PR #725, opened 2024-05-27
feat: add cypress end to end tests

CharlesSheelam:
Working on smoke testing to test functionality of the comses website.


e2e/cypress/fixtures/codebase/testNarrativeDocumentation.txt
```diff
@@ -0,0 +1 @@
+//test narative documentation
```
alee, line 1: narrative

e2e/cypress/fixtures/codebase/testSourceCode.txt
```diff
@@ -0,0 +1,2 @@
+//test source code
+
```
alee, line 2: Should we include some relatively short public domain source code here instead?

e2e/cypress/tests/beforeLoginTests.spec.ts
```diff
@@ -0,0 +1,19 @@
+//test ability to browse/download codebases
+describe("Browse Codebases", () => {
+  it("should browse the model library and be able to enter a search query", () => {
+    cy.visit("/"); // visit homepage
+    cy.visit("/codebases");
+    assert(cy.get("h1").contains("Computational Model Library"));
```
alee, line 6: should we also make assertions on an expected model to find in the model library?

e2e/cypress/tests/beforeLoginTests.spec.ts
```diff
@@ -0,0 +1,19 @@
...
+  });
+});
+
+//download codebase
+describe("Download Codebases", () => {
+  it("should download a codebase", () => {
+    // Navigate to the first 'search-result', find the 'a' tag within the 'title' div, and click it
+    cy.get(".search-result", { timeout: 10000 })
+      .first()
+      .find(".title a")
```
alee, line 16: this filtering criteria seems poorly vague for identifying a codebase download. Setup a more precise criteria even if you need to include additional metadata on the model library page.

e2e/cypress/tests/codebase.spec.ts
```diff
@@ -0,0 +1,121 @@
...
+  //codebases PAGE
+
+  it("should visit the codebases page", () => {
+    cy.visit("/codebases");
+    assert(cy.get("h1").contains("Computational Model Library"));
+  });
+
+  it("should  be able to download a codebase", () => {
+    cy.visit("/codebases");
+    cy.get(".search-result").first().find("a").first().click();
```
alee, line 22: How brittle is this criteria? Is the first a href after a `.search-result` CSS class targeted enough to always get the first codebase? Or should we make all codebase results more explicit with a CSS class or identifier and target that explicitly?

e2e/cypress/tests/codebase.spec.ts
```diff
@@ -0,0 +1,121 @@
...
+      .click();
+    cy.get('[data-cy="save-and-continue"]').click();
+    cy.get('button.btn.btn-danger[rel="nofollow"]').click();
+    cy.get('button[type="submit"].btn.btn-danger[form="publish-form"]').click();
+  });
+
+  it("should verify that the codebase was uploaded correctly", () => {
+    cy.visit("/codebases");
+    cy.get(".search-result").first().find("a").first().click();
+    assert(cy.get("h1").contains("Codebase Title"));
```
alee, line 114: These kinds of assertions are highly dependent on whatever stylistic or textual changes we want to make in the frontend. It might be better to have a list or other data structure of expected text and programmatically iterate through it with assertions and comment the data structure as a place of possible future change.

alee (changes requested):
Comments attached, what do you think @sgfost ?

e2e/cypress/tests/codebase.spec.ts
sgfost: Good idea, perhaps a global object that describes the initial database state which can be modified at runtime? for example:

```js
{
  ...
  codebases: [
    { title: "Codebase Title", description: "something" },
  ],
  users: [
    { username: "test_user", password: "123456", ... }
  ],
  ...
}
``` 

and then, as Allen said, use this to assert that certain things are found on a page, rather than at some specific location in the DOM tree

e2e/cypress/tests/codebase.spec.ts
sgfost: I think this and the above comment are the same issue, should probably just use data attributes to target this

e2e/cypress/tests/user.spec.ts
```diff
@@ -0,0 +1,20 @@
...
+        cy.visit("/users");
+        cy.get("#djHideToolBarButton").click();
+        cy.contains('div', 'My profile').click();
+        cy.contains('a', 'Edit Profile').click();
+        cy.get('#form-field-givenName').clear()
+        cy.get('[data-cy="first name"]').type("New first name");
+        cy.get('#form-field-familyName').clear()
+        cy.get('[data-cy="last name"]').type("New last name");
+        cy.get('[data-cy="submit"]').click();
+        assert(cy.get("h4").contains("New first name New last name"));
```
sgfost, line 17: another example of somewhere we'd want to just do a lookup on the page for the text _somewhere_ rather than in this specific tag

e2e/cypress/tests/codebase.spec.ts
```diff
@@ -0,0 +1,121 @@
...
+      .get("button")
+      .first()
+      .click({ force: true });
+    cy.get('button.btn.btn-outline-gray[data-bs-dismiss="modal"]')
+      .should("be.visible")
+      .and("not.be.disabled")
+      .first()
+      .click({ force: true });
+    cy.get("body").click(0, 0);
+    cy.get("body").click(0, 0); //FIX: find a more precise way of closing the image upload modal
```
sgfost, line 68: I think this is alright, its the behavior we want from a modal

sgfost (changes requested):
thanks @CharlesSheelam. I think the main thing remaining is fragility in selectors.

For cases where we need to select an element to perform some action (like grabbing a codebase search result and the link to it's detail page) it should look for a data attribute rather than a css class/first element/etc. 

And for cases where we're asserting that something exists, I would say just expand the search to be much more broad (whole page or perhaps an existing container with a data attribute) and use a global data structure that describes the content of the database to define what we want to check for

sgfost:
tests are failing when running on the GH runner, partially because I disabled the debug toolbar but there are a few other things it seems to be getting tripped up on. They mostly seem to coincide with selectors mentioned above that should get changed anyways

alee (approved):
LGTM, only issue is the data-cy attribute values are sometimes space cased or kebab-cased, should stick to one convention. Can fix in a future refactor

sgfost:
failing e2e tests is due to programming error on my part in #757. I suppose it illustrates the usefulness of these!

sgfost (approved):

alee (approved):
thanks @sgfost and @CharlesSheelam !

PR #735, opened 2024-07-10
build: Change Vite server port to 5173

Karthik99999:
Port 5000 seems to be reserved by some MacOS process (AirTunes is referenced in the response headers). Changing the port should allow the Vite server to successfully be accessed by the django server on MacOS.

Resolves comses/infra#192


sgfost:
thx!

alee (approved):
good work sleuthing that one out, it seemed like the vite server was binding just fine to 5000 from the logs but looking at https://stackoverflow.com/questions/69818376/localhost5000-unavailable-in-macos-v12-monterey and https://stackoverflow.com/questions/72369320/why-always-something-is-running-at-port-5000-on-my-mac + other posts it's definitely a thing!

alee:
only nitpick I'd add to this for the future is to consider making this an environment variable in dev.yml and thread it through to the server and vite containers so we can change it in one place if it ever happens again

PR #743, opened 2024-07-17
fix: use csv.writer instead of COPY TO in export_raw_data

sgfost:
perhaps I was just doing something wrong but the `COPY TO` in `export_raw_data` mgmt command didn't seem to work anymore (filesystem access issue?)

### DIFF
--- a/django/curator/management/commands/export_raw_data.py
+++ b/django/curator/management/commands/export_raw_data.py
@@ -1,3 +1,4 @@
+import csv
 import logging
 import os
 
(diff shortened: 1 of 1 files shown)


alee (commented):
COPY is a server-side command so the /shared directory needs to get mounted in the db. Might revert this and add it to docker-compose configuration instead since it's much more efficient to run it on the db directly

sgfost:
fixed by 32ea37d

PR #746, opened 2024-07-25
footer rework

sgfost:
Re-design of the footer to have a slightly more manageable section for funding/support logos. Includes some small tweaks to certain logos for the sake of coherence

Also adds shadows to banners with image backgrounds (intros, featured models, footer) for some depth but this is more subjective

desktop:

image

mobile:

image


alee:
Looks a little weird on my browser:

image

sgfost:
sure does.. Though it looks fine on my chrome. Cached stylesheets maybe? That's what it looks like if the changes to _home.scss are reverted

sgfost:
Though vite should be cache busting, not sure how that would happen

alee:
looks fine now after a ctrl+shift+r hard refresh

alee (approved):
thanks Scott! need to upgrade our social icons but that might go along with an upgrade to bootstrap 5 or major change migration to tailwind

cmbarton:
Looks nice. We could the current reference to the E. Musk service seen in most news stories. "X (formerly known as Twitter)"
____________________
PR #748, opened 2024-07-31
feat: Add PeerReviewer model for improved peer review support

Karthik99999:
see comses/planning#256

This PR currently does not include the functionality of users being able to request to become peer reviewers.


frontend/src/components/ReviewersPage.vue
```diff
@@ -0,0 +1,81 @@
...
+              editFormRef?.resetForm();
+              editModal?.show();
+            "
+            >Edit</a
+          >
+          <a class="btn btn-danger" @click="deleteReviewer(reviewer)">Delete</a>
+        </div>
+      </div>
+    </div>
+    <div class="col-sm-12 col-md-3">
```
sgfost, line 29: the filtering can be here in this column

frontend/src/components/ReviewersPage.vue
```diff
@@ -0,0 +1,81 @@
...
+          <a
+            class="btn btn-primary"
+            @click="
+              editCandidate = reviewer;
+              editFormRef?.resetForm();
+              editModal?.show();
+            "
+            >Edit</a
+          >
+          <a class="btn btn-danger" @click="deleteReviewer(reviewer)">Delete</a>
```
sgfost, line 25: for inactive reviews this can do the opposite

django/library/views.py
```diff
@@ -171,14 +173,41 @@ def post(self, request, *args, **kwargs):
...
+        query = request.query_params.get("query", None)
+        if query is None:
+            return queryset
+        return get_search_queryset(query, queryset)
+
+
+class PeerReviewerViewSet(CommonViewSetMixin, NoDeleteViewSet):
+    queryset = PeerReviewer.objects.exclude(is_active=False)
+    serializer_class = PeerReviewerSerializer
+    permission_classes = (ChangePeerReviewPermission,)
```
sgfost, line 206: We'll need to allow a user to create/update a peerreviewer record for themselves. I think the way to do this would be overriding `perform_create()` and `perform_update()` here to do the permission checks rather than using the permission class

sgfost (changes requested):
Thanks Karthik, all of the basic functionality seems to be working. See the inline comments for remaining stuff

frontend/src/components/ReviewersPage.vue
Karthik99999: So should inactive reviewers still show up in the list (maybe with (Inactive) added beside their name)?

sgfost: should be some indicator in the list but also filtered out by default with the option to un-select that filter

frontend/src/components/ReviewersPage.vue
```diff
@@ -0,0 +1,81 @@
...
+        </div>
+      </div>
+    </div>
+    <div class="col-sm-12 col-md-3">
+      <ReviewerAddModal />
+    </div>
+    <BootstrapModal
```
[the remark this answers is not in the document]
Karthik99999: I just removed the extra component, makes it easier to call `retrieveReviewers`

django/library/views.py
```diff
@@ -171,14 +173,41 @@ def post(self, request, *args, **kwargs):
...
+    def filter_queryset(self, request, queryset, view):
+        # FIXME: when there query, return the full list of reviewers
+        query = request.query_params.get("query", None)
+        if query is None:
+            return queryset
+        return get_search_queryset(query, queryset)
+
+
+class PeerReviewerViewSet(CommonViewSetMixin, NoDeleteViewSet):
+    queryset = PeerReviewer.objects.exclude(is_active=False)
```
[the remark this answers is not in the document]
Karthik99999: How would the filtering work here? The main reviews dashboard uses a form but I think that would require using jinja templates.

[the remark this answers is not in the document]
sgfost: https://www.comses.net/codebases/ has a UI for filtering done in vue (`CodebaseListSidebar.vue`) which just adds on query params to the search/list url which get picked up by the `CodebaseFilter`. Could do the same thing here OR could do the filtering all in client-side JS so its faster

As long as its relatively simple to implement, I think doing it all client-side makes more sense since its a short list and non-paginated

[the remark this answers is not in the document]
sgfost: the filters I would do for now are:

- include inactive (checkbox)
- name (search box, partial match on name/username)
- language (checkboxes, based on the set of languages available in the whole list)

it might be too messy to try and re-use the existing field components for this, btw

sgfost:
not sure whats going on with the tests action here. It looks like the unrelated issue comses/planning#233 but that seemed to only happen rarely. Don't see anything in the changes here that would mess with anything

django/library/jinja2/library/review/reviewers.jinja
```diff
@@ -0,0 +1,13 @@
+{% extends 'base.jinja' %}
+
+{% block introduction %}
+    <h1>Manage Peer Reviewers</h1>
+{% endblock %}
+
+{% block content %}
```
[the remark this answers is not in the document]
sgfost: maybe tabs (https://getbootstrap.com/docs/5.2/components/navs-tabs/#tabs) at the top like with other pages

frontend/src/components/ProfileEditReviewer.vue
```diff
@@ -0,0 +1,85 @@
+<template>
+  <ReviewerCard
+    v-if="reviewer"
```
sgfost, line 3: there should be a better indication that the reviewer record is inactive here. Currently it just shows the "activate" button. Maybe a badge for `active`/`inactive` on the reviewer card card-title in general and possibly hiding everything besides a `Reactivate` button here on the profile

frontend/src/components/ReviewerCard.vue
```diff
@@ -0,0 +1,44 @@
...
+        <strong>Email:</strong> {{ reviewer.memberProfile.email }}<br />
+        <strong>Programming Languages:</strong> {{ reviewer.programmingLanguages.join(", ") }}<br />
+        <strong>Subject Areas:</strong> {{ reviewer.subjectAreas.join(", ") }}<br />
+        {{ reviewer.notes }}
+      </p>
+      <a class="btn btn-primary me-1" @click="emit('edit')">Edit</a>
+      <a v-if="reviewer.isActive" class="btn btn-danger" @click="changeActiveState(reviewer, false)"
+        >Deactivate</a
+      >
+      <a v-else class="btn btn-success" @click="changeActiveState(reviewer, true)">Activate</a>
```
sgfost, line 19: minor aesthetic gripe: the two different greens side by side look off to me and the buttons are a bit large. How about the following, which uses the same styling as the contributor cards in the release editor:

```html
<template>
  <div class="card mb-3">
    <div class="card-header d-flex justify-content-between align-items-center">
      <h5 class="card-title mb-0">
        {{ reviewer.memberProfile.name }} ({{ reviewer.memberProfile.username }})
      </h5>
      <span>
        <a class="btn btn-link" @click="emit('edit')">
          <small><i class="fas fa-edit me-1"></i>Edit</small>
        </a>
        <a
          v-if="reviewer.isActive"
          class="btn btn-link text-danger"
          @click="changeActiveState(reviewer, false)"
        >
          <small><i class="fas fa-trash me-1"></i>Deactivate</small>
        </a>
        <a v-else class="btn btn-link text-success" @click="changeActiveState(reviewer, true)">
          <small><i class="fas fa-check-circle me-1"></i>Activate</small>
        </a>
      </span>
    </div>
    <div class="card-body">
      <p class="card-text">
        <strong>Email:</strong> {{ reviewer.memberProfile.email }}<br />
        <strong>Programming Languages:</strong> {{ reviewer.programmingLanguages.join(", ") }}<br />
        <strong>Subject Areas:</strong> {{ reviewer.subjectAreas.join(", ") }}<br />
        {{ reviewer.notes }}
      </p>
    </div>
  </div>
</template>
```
____________________
__WHAT THIS TASK INVOLVES__.
Go through the records above and copy every line holding the word "Areas".

__RESPONSE TO THE TASK__.
+        <strong>Subject Areas:</strong> {{ reviewer.subjectAreas.join(", ") }}<br />
        <strong>Subject Areas:</strong> {{ reviewer.subjectAreas.join(", ") }}<br />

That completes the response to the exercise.